Zwei Jahre später wird der Ghia Typ 34 mit einem moderneren Motor ausgestattet, der zwar dieselbe Leistung hat, aber mit Normalbenzin statt mit Superbenzin betankt werden kann. Dieser 1,6 Liter große Motor wird abgesehen von leichten Modifikationen bis zum Produktionsende im Jahr 1969 unverändert weiter im Typ 34 verbaut.

Angedachte Cabrio-Variante des Typ 34

Ursprünglich war angedacht, ebenso wie vom kleineren Typ 14 auch eine Cabrio-Variante des Typ 34 auf den Markt zu bringen. Es wird spekuliert, dass 12 Prototypen dieser Cabrios bei Karmann in Osnabrück gebaut wurden. Aufgrund der geringen Gesamtstückzahl des Typ 34 verwirft man die Umsetzung und Produktion dieser Karosserievariante allerdings.

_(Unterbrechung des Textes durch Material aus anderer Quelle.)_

PR #985, opened 2025-05-12
Solution

shinodegu:
Снимок экрана (53)
Снимок экрана (54)

### DIFF
--- a/requirements.txt
+++ b/requirements.txt
@@ -1,7 +1,7 @@
-django==4.1
+django==5.2
 flake8==5.0.4
 flake8-quotes==3.3.1
 flake8-variables-names==0.0.5
 pep8-naming==0.13.2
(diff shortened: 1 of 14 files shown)


shinodegu:
In this task, you will implement a custom form and django built-in forms to create, update or delete content from the site.

Implement:

Create, Delete views for Driver,
On the driver list page create a button that leads to the driver creation page.

Create a driver's license update page. The form - DriverLicenseUpdateForm on this page must check that license:

Consist only of 8 characters
First 3 characters are uppercase letters
Last 5 characters are digits
Also, don't forget to validate the license number on user creation as well.

On the driver detail page add buttons that lead to the driver's license updating page and driver deletion page.

These are assignments to a task. The last task has a condition to add the current user to the car, and only drivers can be registered on the site. So the code passes under the requirements in this case

PR #1047, opened 2025-08-14
Solution

viannik:
image
image
image
image
image
image


Artcrafterrra (approved):
lgmt

viannik:
@mateacademy-ai-mentor The license number validation has already been implemented in the model, so it is already active in all these forms and does not require additional definition.

PR #1060, opened 2025-08-17
Solution

Kostenikov:
<details><summary>Screenshots:</summary>
image
image
image
image
image
image
image
image
image
</details>


farzamgt (approved):

Kostenikov:
@mateacademy-ai-mentor First problem solved. For the second - we don't have any other place in templates where user can go to the `driver_confirm_delete.html` page, that means for this case exists only one previous page for `Cancel` button can refer is `taxi:driver-detail` endpoint.

PR #97, opened 2019-09-27
Install users code so that it works from the notebooks

ayushkovskiy:
Closes https://github.com/neuromation/cookiecutter-neuro-project/issues/29, and also closes https://github.com/neuromation/cookiecutter-neuro-project/issues/94, closes https://github.com/neuromation/cookiecutter-neuro-project/issues/95


{{cookiecutter.project_slug}}/Makefile
```diff
@@ -60,14 +62,16 @@ setup: ### Setup remote environment
 		--name $(SETUP_NAME) \
 		--preset cpu-small \
 		--detach \
-		--volume $(PROJECT_PATH_STORAGE):$(PROJECT_PATH_ENV):ro \
+		--volume $(PROJECT_PATH_STORAGE):$(PROJECT_PATH_ENV):rw \
```
ayushkovskiy: `pip install -e .` writes files to the project directory.

{{cookiecutter.project_slug}}/Makefile
```diff
@@ -143,7 +147,7 @@ jupyter: upload-code upload-notebooks ### Run a job with Jupyter Notebook and op
 		--volume $(RESULTS_PATH_STORAGE):$(RESULTS_PATH_ENV):rw \
 		--env PLATFORMAPI_SERVICE_HOST="." \
 		$(CUSTOM_ENV_NAME) \
-		'jupyter notebook --no-browser --ip=0.0.0.0 --allow-root --NotebookApp.token= --notebook-dir=$(NOTEBOOKS_PATH_ENV)'
+		'jupyter notebook --no-browser --ip=0.0.0.0 --allow-root --NotebookApp.token= --notebook-dir=$(PROJECT_PATH_ENV)'
```
ayushkovskiy: we should start notebook for the project root directory so that the imports like `from modules import *` work

{{cookiecutter.project_slug}}/Makefile
```diff
@@ -60,14 +62,16 @@ setup: ### Setup remote environment
...
 		--preset cpu-small \
 		--detach \
-		--volume $(PROJECT_PATH_STORAGE):$(PROJECT_PATH_ENV):ro \
+		--volume $(PROJECT_PATH_STORAGE):$(PROJECT_PATH_ENV):rw \
 		--env PLATFORMAPI_SERVICE_HOST="." \
 		$(BASE_ENV_NAME) \
 		'sleep 1h'
 	neuro cp $(REQUIREMENTS_APT) $(REQUIREMENTS_APT_STORAGE)
 	neuro cp $(REQUIREMENTS_PIP) $(REQUIREMENTS_PIP_STORAGE)
+	for file in $(PROJECT_PYTHON_FILES); do neuro cp ./$$file $(PROJECT_PATH_STORAGE)/$$file; done
```
ayushkovskiy: copy `setup.py` and other files

{{cookiecutter.project_slug}}/Makefile
```diff
@@ -60,14 +62,16 @@ setup: ### Setup remote environment
...
 	neuro exec --no-key-check $(SETUP_NAME) "bash -c 'export DEBIAN_FRONTEND=noninteractive && $(APT_COMMAND) update && cat $(REQUIREMENTS_APT_ENV) | xargs -I % $(APT_COMMAND) install --no-install-recommends % && $(APT_COMMAND) clean && $(APT_COMMAND) autoremove && rm -rf /var/lib/apt/lists/*'"
 	neuro exec --no-key-check $(SETUP_NAME) "bash -c '$(PIP_INSTALL_COMMAND) -r $(REQUIREMENTS_PIP_ENV)'"
+	neuro exec --no-key-check $(SETUP_NAME) "bash -c '$(PIP_INSTALL_COMMAND) -e $(PROJECT_PATH_ENV)'"
```
ayushkovskiy: install user's code (for issue https://github.com/neuromation/cookiecutter-neuro-project/issues/29)

asvetlov: I quite don't understand why do you need to install the package at all?
Python notebook doesn't require it.
Other tools should work fine imho.

ayushkovskiy: otherwise `from modules import foo` does not work in the jupyter notebook

out.asciidoc
```diff
@@ -0,0 +1,4 @@
+----
```
mariyadavydova: What is this file for?

{{cookiecutter.project_slug}}/Makefile
```diff
@@ -4,6 +4,8 @@ NOTEBOOKS_PATH?=notebooks
 REQUIREMENTS_PIP?=requirements.txt
 REQUIREMENTS_APT?=apt.txt
 RESULTS_PATH?=results
+PROJECT_PYTHON_FILES=setup.py setup.cfg README.md LICENSE
```
mariyadavydova: Why do you need to copy README.md and LICENCE? I can't imagine a use-case when having any of these two in the storage may be useful.

{{cookiecutter.project_slug}}/Makefile
mariyadavydova: Our current setup is too flexible for such a change. You may theoretically put your notebooks in some different location that '$(PROJECT_PATH_ENV)/notebooks'; running Jupyter like this will make them unavailable.

We should either find a way to make modules accessible without this change, or make the template structure less flexible.

out.asciidoc
ayushkovskiy: Thank you for pointing out on it: This file should be auto-generated by test `test_make_setup`. I'll add it to .gitignore.

{{cookiecutter.project_slug}}/Makefile
ayushkovskiy: That's why this PR changes notebooks' working directory to the project root

{{cookiecutter.project_slug}}/Makefile
ayushkovskiy: fixed not to use `setup.py`, thanks

out.asciidoc
ayushkovskiy: changed to use a temp file

{{cookiecutter.project_slug}}/Makefile
ayushkovskiy: My logic was that the template should create an environment as much close to the local environment as possible. However, I agree, README.md and LICENSE can be deleted.

{{cookiecutter.project_slug}}/Makefile
ayushkovskiy: not the case anymore. Still, I think, there's no point of mounting project root as `ro` during installation -- Let's not mount it then.

{{cookiecutter.project_slug}}/notebooks/Untitled.ipynb
```diff
@@ -0,0 +1,49 @@
+{
+ "cells": [
+  {
+   "cell_type": "code",
+   "execution_count": 1,
+   "metadata": {},
+   "outputs": [],
+   "source": [
+    "# change working directory to the project root:\n",
+    "%cd /project\n",
```
ayushkovskiy: Note: here we explicitly change notebook's working directory to the project root, because the notebook still works in directory `{project_root}/notebooks` even if we started it with `--notebook-dir=$(PROJECT_PATH_ENV)`:

Firstly, the jupyter does start in the project root (`/project`), but then, the IPython kernel changes its directory to `/project/notebooks`:
```
[I 11:57:22.720 NotebookApp] Serving notebooks from local directory: /project
...
[D 11:57:37.078 NotebookApp] Kernel args: {'kernel_name': 'python3', 'cwd': '/project/notebooks'}
```
I agree that `%cd /project` in the top of jupyter notebooks looks bad, but I could not find the place where the kernel `python3` takes its `cwd` in the log above.

{{cookiecutter.project_slug}}/Makefile
ayushkovskiy: As @asvetlov has pointed out, we should not create a Python package for the users (using `setup.py`, see PR https://github.com/neuromation/cookiecutter-neuro-project/pull/107) because Python packaging is for *distributing* Python code, but in order to run it locally we can simply use `import modules` while running from the project root directory. As far as I understood, `pip install -e .` makes unnecessary changes to the environment (also, our `setup.py` was incorrect). So we should better enforce our notebooks to have working directory = project root. See also comment https://github.com/neuromation/cookiecutter-neuro-project/pull/97/files#r329563695

ayushkovskiy: > We should either find a way to make modules accessible without this change,

Please note that the older setting `--notebook-dir=$(NOTEBOOKS_PATH_ENV)` was useless as well, since there's no point for us to run jupyter in the `/project/notebooks` working directory

{{cookiecutter.project_slug}}/notebooks/Untitled.ipynb
ayushkovskiy: Unfortunately, I could not find the solution for this problem (asked in jupyter project: https://github.com/jupyter/notebook/issues/4924). Here (https://stackoverflow.com/questions/15680463/change-ipython-jupyter-notebook-working-directory) we are also advised to use `%cd`.

setup.cfg
```diff
@@ -1,9 +1,10 @@
 [flake8]
-exclude = .git,.env,venv,__pycache__,.eggs
+exclude = .git,.env,venv,__pycache__,.eggs,{{cookiecutter.project_slug}}
```
ayushkovskiy: hmm, I am not sure: do we really need to exclude user's code directory from linters?

{{cookiecutter.project_slug}}/Makefile
```diff
@@ -65,6 +67,7 @@ setup: ### Setup remote environment
 		--env PLATFORMAPI_SERVICE_HOST="." \
 		$(BASE_ENV_NAME) \
 		'sleep 1h'
+	for file in $(PROJECT_PYTHON_FILES); do neuro cp ./$$file $(PROJECT_PATH_STORAGE)/$$file; done
```
ayushkovskiy: for making linters work from inside the job, not really necessary for the functionality introduced in htis PR

setup.cfg
ayushkovskiy: Achso, this is our setup.cfg, not the template's. Keeping changes.

PR #107, opened 2019-09-30
Delete setup.py

ayushkovskiy:
No need to form a [wrong] Python-package


ayushkovskiy:
See discussion https://github.com/neuromation/cookiecutter-neuro-project/pull/97/files#r329565745 and https://github.com/neuromation/cookiecutter-neuro-project/pull/97/files#r329563695

@mariyadavydova I'll wait for your approval as well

Da der Typ 34 mit einer Gesamtstückzahl von nur 42.505 Exemplaren kein wirtschaftlicher Erfolg wird, wird die Produktion des Modells im Jahr 1969 endgültig eingestellt.

Der Ghia wird zu einem Erfolgsmodell

Der Typ 14 hingegen entwickelt sich für Volkswagen zu einem Erfolgsmodell. In den Jahren 1955 bis 1974 baut Karmann mehr als 360.000 Fahrzeuge in der Coupé-Variante und mehr als 80.000 Cabriolets. Über 60% dieser Fahrzeuge werden in die USA verkauft.

Im Frühjahr 1974 kommt der Nachfolger auf den Markt: der VW Scirocco. In Deutschland endet Produktion des Karmann Ghia am 31. Juli 1974.

Zeitlose italienische Eleganz

Auch 67 Jahre nach der ersten Präsentation hat der Karmann Ghia nichts von seiner zeitlosen Eleganz und seiner italienischen Ausstrahlung verloren. Damals wie heute wissen die Besitzer, sich auf diese Fahrzeuge einzulassen. Auch wenn diese Automobile ihrem sportlichen Äußeren vorauseilen, stellen sie nicht nur optisch etwas Besonderes dar.

Der Charmeur aus der Wirtschaftswunderzeit

Lässt man die Geschichte des Karmann Ghia auf sich wirken, so wird einem klar, welch besonderes Fahrzeug damals geschaffen wurde.

Da steht er nun, dieser Pseudosportler der 60er Jahre. Ein Automobil aus einer längst vergangenen Epoche. Ein charmanter, wenn auch seltener Begleiter einer Generation, die sich in der Wirtschaftswunderzeit wieder aufrichtete und nach Neuem strebte.

Den Menschen war nach Veränderung, sie wollten den Staub der Kriegsjahre ablegen. Mit seinem Charme und seinem gekonnt in Szene gesetzten italienischen Design gelang das dem Karmann Ghia auf eine wunderbar leichte Art. Auch, wenn seine Leistung hinter den sportlichen Erwartungen zurückblieb, erweckte er Begehrlichkeiten. Und so wurde der Karmann Ghia zu einem Zeitzeugen der damaligen Zeit, nach dem man sich auch heute noch gerne umdreht.